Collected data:
'''

PR #447, opened 2021-08-23
Add support for modifying examples in the Rust books.

### LINKED ISSUE #408: Look for custom assertions to add to the examples.

bdalrhm:
### Description of changes: 

This PR adds support for modifying examples in the Rust books by adding a diff file with the same name as the example in `src/tools/dashboard/configs`.

### Resolved issues:

Resolves #408

### Call-outs:

To avoid duplicating code, the dashboard now depends on some of `rustdoc`'s internal API, some of which were made public as necessary.

### Testing:

* How is this change tested?
  * Terminal and Litani dashboard still work as expected.
* Is this a refactor change?
  * No.
### Checklist

### DIFF
--- a/src/librustdoc/doctest.rs
+++ b/src/librustdoc/doctest.rs
@@ -35,7 +35,7 @@ use crate::lint::init_lints;
 use crate::passes::span_of_attrs;
 
 #[derive(Clone, Default)]
-crate struct TestOptions {
+pub struct TestOptions {
     /// Whether to disable the default `extern crate my_crate;` when creating doctests.
     crate no_crate_inject: bool,
     /// Whether to emit compilation warnings when compiling doctests. Setting this will suppress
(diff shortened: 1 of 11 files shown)


adpaco-aws (approved):

src/librustdoc/doctest.rs
```diff
@@ -35,7 +35,7 @@ use crate::lint::init_lints;
 use crate::passes::span_of_attrs;
 
 #[derive(Clone, Default)]
-crate struct TestOptions {
+pub struct TestOptions {
```
tedinski, line 38: I think my only concern is the potential for future conflicts from stuff like this, but if it's fine with your Adrian, then it's fine with me.

tedinski (approved):

src/librustdoc/doctest.rs
adpaco-aws: Good point, opened #461 to keep track of this. @bdalrhm had linking issues when not doing this and we agreed to change it in order to have the PR online.

PR #463, opened 2021-08-31
Codegen unimplemented for missing drop function

avanhatt:
### Description of changes: 

For codegening unimplemented drop functions (which we need when skipping std lib functions), we should generate a pointer to a function with unimplemented instead of calling it directly.

This is blocking the inline Firecracker balloon proof harness: https://github.com/avanhatt/firecracker/blob/add-simple-rmc-harnesses/rmc.sh

### Resolved issues:

Resolves https://github.com/model-checking/rmc/issues/462

### Testing:

* How is this change tested?

Existing regressions.

* Is this a refactor change?

No.

### Checklist


tedinski (approved):
I'm good with this as-is, but there isn't by any chance an easy test case or something for this? Or at least can you comment on what used to fail (and presumably now succeeds)?

avanhatt:
> I'm good with this as-is, but there isn't by any chance an easy test case or something for this? Or at least can you comment on what used to fail (and presumably now succeeds)?

Good point, right now the only reproduction is a proof harness on top of Firecracker, but I will try to minimize it into a smaller test case.

Issue #485, opened 2021-09-14
RMC should use rustc monomorphization as is


celinval:
As a short term solution for #295, we're adding a hook to rustc monomorphization to skip functions that RMC has some sort of special handling for them. Conceptually, these are orthogonal changes and we should be able to decouple them. We have also added a special check to skip generating the generation of the runtime start function.

Is this a breaking change? No

Tasks:
- [x] Remove is_rmc check that skips generating the start function.
- [ ] Remove skip_monormophize query.

PR #495, opened 2021-09-17
#295: Use upstream version of the monomorphizer 

### LINKED ISSUE #295: Soundness: Monomorphization
Like C++, Rust handles generic types by “monomorphizing” the code that uses them.  The Rust compiler performs monomorphization in the llvm backend, which we do not have access to in RMC. We solved this by taking a fork of the llvm monomorphizer, but there is no guarantee that the RMC monomorphizer will stay in sync with the standard one from the Rust compiler

## Likelihood

We do not know of any bugs that are currently caused by this, but divergence is likely to occur as the Rust compiler evolves.

## Mitigation

- [ ] We have regression tests that use generic types.

## Path to soundness

- [ ] Work with the Rust compiler team to move monomorphization into a generic module we can use.

celinval:
### Description of changes: 

This is a short term solution to allow us to consume the upstream monomorphizer instead of keeping a full copy on the gotoc codegen. The issue #485 tracks a more permanent solution that will consume a clean version of the monomorphizer.

### Resolved issues:

Resolves #295

### Call-outs:

The changes to rustc files are temporary. I tried to minimize them as much as possible to avoid merge conflicts when synchronizing with rustc repository.

### Testing:

* How is this change tested?

* Is this a refactor change?

### Checklist


tedinski:
A few questions to confirm my understanding:

1. We're switching from our custom monomorphizer to the usual one simply by not overriding the functions in `providers` anymore, correct?
2. The changes we're making are:
  1. Skipping monomorphizing for function we hook
  2. Something about entry points I don't quite understand: we should add a comment there about why we're doing that change.

Quick Q: It looks like we have an LLVM implementation of the skip function that checks if we're RMC before looking at hooks. Is there a reason we can't have the default LLVM "return false" provider be overridden with the RMC one? Is there not a place to override the provider or am I misunderstanding something?

celinval:
> A few questions to confirm my understanding:
> 
>     1. We're switching from our custom monomorphizer to the usual one simply by not overriding the functions in `providers` anymore, correct?

Yes

>     2. The changes we're making are:
> 
>     3. Skipping monomorphizing for function we hook

Correct
>     4. Something about entry points I don't quite understand: we should add a comment there about why we're doing that change.

I can definitely do that. We are basically skipping the rust runtime configuration. The monomorphizer is responsible for generating the actual program entry point which we don't use and we actually fail codegen.

> Quick Q: It looks like we have an LLVM implementation of the skip function that checks if we're RMC before looking at hooks. Is there a reason we can't have the default LLVM "return false" provider be overridden with the RMC one? Is there not a place to override the provider or am I misunderstanding something?

The default implementation of skip_monomorphization always returns false (compiler/rustc_codegen_ssa/src/base.rs). I think the confusion comes from the fact that the gotoc codegen is currently inside the llvm codegen crate. I think you do have a point that I don't need to check if is_rmc inside hooks::skip_monomorphization. That is a redundant check.

tedinski (approved):

PR #496, opened 2021-09-17
Use stable hash as unique identifier for types, instead of unstable human-readable names

### LINKED ISSUE #300: Soundness: Type naming relies on pretty-printer
CBMC has a strict typing semantics: each type must be identified by a unique name.  Structurally identical types are not considered identical for CBMC purposes: you must transition between them using an explicit byte_extract.  We currently get the names for Rust types using the Rust pretty-printer. For the most part, this works well. However, in some cases the pretty printer elides necessary data, for e.g. replacing `[i32; 8]` with `[i32, _]`.  This can spuriously cause structurally identical types to appear to differ; more worryingly, it can also cause unexpected type aliasing if both `[i32; 8]` and `[i32; 4]` are reduced to `[i32, _]`.

## Likelihood:

This issue does not occur on most codebases. However, there are known failing regression tests in the RMC test suite where this issue does occur.

## Mitigation: 

* We have special cased pretty-printing of array types to avoid the problem described above
* More generally, the GOTO type-checker we implemented has been very effective in catching these cases, and raising a warning to the user.

## Path to soundness:

Replace the default Rust pretty-printer with a scheme that is guaranteed to produce canonical names.

danielsn:
### Description of changes: 

### Resolved issues:

Resolves #300 

### Call-outs:

Although this sets the `pretty_name` in the symbol table, it seems that `--dump-c` doesn't actually use that.  This will make debugging harder.

### Testing:

* How is this change tested? Existing reg tests, plus a new test that failed before the change and passes now.

### Checklist

### DIFF
--- a/compiler/rustc_codegen_llvm/src/gotoc/cbmc/goto_program/symbol.rs
+++ b/compiler/rustc_codegen_llvm/src/gotoc/cbmc/goto_program/symbol.rs
@@ -100,11 +100,11 @@ impl Symbol {
 
     /// The symbol that defines the type of the struct or union.
     /// For a struct foo this is the symbol "tag-foo" that maps to the type struct foo.
-    pub fn aggr_ty(t: Type) -> Symbol {
+    pub fn aggr_ty(t: Type, pretty_name: Option<String>) -> Symbol {
         //TODO take location
         let base_name = t.tag().unwrap().to_string();
         let name = aggr_name(&base_name);
-        Symbol::new(name, Location::none(), t, SymbolValues::None, Some(base_name), None)
+        Symbol::new(name, Location::none(), t, SymbolValues::None, Some(base_name), pretty_name)
             .with_is_type(true)
     }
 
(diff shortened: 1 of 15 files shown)


compiler/rustc_codegen_llvm/src/gotoc/mir_to_goto/utils/utils.rs
```diff
@@ -132,16 +132,18 @@ impl Type {
         // can be reimported.
         // If we don't, we spuriously fail. https://github.com/model-checking/rmc/issues/113
         // TODO: find a better way of checking this https://github.com/model-checking/rmc/issues/152
-        self.type_name().map_or(false, |name| name.contains("boxed::Box"))
+        true
+        //self.type_name().map_or(false, |name| name.contains("boxed::Box"))
     }
 
     /// Checks if the struct represents a Rust "Unique"
     pub fn is_rust_unique_pointer(&self) -> bool {
```
celinval, line 140: Ditto

compiler/rustc_codegen_llvm/src/gotoc/mir_to_goto/utils/utils.rs
```diff
@@ -132,16 +132,18 @@ impl Type {
         // can be reimported.
         // If we don't, we spuriously fail. https://github.com/model-checking/rmc/issues/113
         // TODO: find a better way of checking this https://github.com/model-checking/rmc/issues/152
-        self.type_name().map_or(false, |name| name.contains("boxed::Box"))
+        true
```
celinval, line 135: Can we just remove this function?

celinval (changes requested):

compiler/rustc_codegen_llvm/src/gotoc/mir_to_goto/utils/utils.rs
danielsn: Fixed in previous PR

compiler/rustc_codegen_llvm/src/gotoc/mir_to_goto/utils/utils.rs
danielsn: Fixed in previous PR

tedinski (approved):

compiler/rustc_codegen_llvm/src/gotoc/cbmc/goto_program/symbol.rs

'''

WORK TASK:
A word-for-word copy of the lines above from the one with "This is blocking" through the one with "### LINKED ISSUE #295: Soundness: Monomorphization", inclusive, is the only output wanted.

RESPONSE FOR THIS EXERCISE:
This is blocking the inline Firecracker balloon proof harness: https://github.com/avanhatt/firecracker/blob/add-simple-rmc-harnesses/rmc.sh

### Resolved issues:

Resolves https://github.com/model-checking/rmc/issues/462

### Testing:

* How is this change tested?

Existing regressions.

* Is this a refactor change?

No.

### Checklist


tedinski (approved):
I'm good with this as-is, but there isn't by any chance an easy test case or something for this? Or at least can you comment on what used to fail (and presumably now succeeds)?

avanhatt:
> I'm good with this as-is, but there isn't by any chance an easy test case or something for this? Or at least can you comment on what used to fail (and presumably now succeeds)?

Good point, right now the only reproduction is a proof harness on top of Firecracker, but I will try to minimize it into a smaller test case.

Issue #485, opened 2021-09-14
RMC should use rustc monomorphization as is


celinval:
As a short term solution for #295, we're adding a hook to rustc monomorphization to skip functions that RMC has some sort of special handling for them. Conceptually, these are orthogonal changes and we should be able to decouple them. We have also added a special check to skip generating the generation of the runtime start function.

Is this a breaking change? No

Tasks:
- [x] Remove is_rmc check that skips generating the start function.
- [ ] Remove skip_monormophize query.

PR #495, opened 2021-09-17
#295: Use upstream version of the monomorphizer 

### LINKED ISSUE #295: Soundness: Monomorphization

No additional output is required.